1. It can be seen that a single component can represent the magnitude spectrum of a piano note quite accurately, but fails in representing the different time envelopes observed for different notes. For accurate reconstruction of notes it seems necessary to model a note with at least 2 features to cater for the different time envelopes. It can, however, be assumed that a single feature can capture much of the information and that two features can represent a piano note quite accurately. The question of whether features learned from different sources are significantly different in order to separate two sources was not investigated here, but experimental results are presented in chapter 10. These results show that at least for certain mixtures this assumption can be made.

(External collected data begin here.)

PR #1067, opened 2021-01-21
Localization fixes - table definition, SQL script naming, SQL script not marked as Embedded Resource, changed column name from IsCurrrent to IsDefault to reflect intent, set default language for site in _Host

sbwalker:


sbwalker:
@hishamco I did some testing of localization and fixed a few issues... and also researched how to set the default language per site in Blazor. I determined that it can be set in _Host - please take a look at the code in this PR.

Oqtane.Server/Oqtane.Server.csproj
```diff
@@ -35,6 +35,7 @@
     <EmbeddedResource Include="Scripts\Tenant.01.00.02.01.sql" />
     <EmbeddedResource Include="Scripts\Tenant.02.00.00.01.sql" />
     <EmbeddedResource Include="Scripts\Tenant.02.00.01.01.sql" />
+    <EmbeddedResource Include="Scripts\Tenant.02.00.01.02.sql" />
```
hishamco, line 38: Nice catch

Oqtane.Server/Pages/_Host.cshtml.cs
```diff
@@ -24,6 +41,24 @@ public void OnGet()
...
             }
+
+            // if framework is installed 
+            if (!string.IsNullOrEmpty(_configuration.GetConnectionString("DefaultConnection")))
+            {
+                Uri uri = new Uri(Request.GetDisplayUrl());
+                var alias = _aliases.GetAlias(uri.Authority + "/" + uri.LocalPath.Substring(1));
+                _state.Alias = alias;
+
+                // set default language for site
```
hishamco, line 52: If you looked to the commits history this change was here, but I remove it later one, when we support both client and server Blazor, I don't think we need it anymore. Could you please let me know what's the reason that enforce you to add it?

hishamco: Seems you want to set the default language, that stored in the database. I need to try your PR in my laptop before we merge

Oqtane.Server/Repository/Interfaces/IAliasRepository.cs
```diff
@@ -9,6 +9,7 @@ public interface IAliasRepository
         Alias AddAlias(Alias alias);
         Alias UpdateAlias(Alias alias);
         Alias GetAlias(int aliasId);
+        Alias GetAlias(string name);
```
hishamco, line 12: This is a breaking change!!

hishamco (changes requested):

Oqtane.Server/Pages/_Host.cshtml.cs
sbwalker: The requirement described previously was for a Site to be able to specify the Languages that it supports and specify which of those Languages is the Default. Then when a user browses to a Site, the framework should set the culture to the default language for the site.

hishamco: I knew but this will break the old localization if I'm not wrong, because server and client blazor using a special cookie name

sbwalker: I do not understand what you mean by "old localization". The code for setting the cookie came from the official docs https://docs.microsoft.com/en-us/aspnet/core/blazor/globalization-localization?view=aspnetcore-5.0. I assume that both client and server Blazor use the same cookie name?

Oqtane.Server/Repository/Interfaces/IAliasRepository.cs
sbwalker: The Repository is not considered part of the public API in Oqtane - only the actual Web API is the public API. Adding an additional method should be fine - in fact it is the expected way to enhance an application ( rather than modifying or deleting methods ). Or are you referring to the fact that this method is defined as a method overload?

Oqtane.Server/Pages/_Host.cshtml.cs
hishamco: I mean the current localization, that could you show may brings some issue, tonight I will test and revise your PR ..

sbwalker: I am going to merge this PR as it contains some fixes which are required for Languages to install properly. We can always back out the changes to _Host if they are problematic - although I think it is the right approach for setting a default culture per site.

Oqtane.Server/Repository/Interfaces/IAliasRepository.cs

2. In the piano example reported above it is evident that the pitch of a piano note can be described by a single feature. Whether this is still true for notes played on different pianos or for notes recorded in different acoustical environments is questionable. However, for the task of identifying individual notes played by a single piano, a set of features each describing an individual piano note might be sufficient. For blind source separation, features have to be found and grouped that relate to single sources and that offer good reconstruction of those sources. For piano signals, it was shown that at least 2 features are required for good reconstruction of individual notes. For high quality signal compression a single feature is therefore not enough.
CHAPTER 8. EMERGENCE OF MUSICAL STRUCTURES 137
However, if a MIDI representation of a musical signal is seen as a low quality compression of the original audio file, then such a compression can be achieved from transcription, which seems feasible with only a single feature.

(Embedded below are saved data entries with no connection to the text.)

PR #1071, opened 2021-01-23
Set default language if the culture not supported

hishamco:
Fixes localization bug introduced in #1067

**Behavior**

The language switcher has been broken

**Steps to Reproduce:**

1. Add two or more languages for a site
2. Set one of them as `IsDefault`
3. Use `LanguageSwitcher` to switch to non default language


hishamco:
The solution I come up with is to set the default language if the `CurrentUICulture` is not belong to the site supported cultures

- If there's a default language it will be used otherwise
- The first language will be set

To test the new behavior create two sites as follows:

Site 1: ar, fr (default)

Site 2: ar  (default), en

1. Open the two sites in the same tab
2. try to switch to Site 1 -> fr
3. Go to the site 2, ar will be set (because it's active)

sbwalker:
I realize that #1067 broke the Language Picker but am trying to understand if this PR solves the problem in a way that achieves the desired behavior. Basically, the goal is that if a new user visits a site ( ie. they have never been to the site before ) then their default culture should be set to the Default Language for that Site... and if no Default Language has been set for the Site then it should fallback and use the default language for the installation ( ie. English ).  If the user then decides to change the culture using the Language Picker, the language they select should become the active language.

hishamco:
> and if no Default Language has been set for the Site then it should fallback and use the default language for the installation ( ie. English )

As explained before if there's no default language set per site, the first one will picked up not English, because the languages SHOULD be in the site supported cultures. I think it should fallback to English if there's no languages set for the site. Am I right?

sbwalker:
I guess I am wondering if it’s possible to simply check in _Host if the Localization cookie is equal to null... and if so then get the Default Language for the current Site and set the cookie. This approach would avoid multiple database calls on the most requests to _Host resulting in better overall performance.

hishamco:
> and if so then get the Default Language for the current Site and set the cookie

What if there's no default language has been set

sbwalker:
Then it would set the cookie to the default language for the installation - English

hishamco:
> which is specified in the appsettings.config ( "DefaultCulture" )

Why not pickup one of the supported cultures for the site, which is make sense, but if there's no language supported, it should fallback to the default in `appsettings.json`

sbwalker:
If an Administrator has specified some supported Languages in the Language Management UI for a Site, then it should be a requirement that 1 of those languages has been specified as the Default. We should not allow an Administrator to specify languages without also specifying a default.

hishamco:
> We should not allow an Administrator to specify languages without also specifying a default.

This could be done by marking the first one as default, then the admin can change it if he wants to

sbwalker:
@hishamco please look at the changes in #1088 which check for the existence of the culture cookie and only if it has a null value does it use the fallback logic to set it.

hishamco:
I was waiting for you respond, I will have a look to your changes in the other PR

3. It can be seen that the single time domain feature that represents the above piano notes relatively well, has a similar spectrum to the original piano note. It also has an envelope that is similar to the original time envelope of the notes in the sample space. It must again be mentioned that the above sample set was quite restricted in that it not only contained notes at the same velocity, but also notes of a similar length with only slight envelope deviations. It is therefore not surprising that a single time domain representation can be found with a similar time envelope. Such a simple representation is not possible for sounds of varying length or for sounds with different time envelopes.
4. It has been shown that for the example studied here, most of the variance of the notes is concentrated in a two dimensional subspace. However, the dimension of this subspace is likely to increase for more complex signals.